Task instructions
Upon reaching the line containing "size, disabled, extern", output that line and all remaining lines exactly, through the end of the entries, and output nothing before it.
—————
PR #44, opened 2022-12-22
Fixing a few CSS object propery names

GBKS:
The console keeps complaining about these.


satsie (approved):
Yay for bug squashing!

aureleoules (approved):
ACK 528b1a86c6e19d3a4094a57bf67c4199203575c3

But shouldn't we replace the style object by tailwind classes?

GBKS:
@aureleoules sure thing, that would be better. The Terminal needs a lot of work still. I am going to merge this one so we get rid of the console errors for now.

PR #45, opened 2023-01-02
Introduce themes using CSS variables

GBKS:
Chapters have unique background colors that get picked up by certain UI elements. This PR introduces a basic system using a `back` (= background) variable that gets changed by appending a theme class to the current page. Related to [this comment](https://github.com/saving-satoshi/saving-satoshi/pull/37#discussion_r1060170784).

Themes also include a background pattern, which is not included here. Something to add separately, we need to figure out the best way (optimizing file size and a fade on load) to implement this.

Here's a mock-up with an example of how the theme is expressed. See how the label on the button picks up the background color. Not that this is not needed in many places and it's fine to just overlay white or black with some opacity.
image

PR #37 includes various hardcoded color values that instead should use theme variables.

### DIFF
--- a/components/ui/BoxButton.tsx
+++ b/components/ui/BoxButton.tsx
@@ -29,9 +29,9 @@ export const BoxButton = ({ href, children, title, style, size, disabled, extern
     className += ''
 
     if(disabled) {
-      className += ' bg-white/50 text-black/50'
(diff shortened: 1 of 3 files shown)


aureleoules (approved):
Looks good to me.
—————
Answer space
@@ -29,9 +29,9 @@ export const BoxButton = ({ href, children, title, style, size, disabled, extern
     className += ''
 
     if(disabled) {
-      className += ' bg-white/50 text-black/50'
(diff shortened: 1 of 3 files shown)


aureleoules (approved):
Looks good to me.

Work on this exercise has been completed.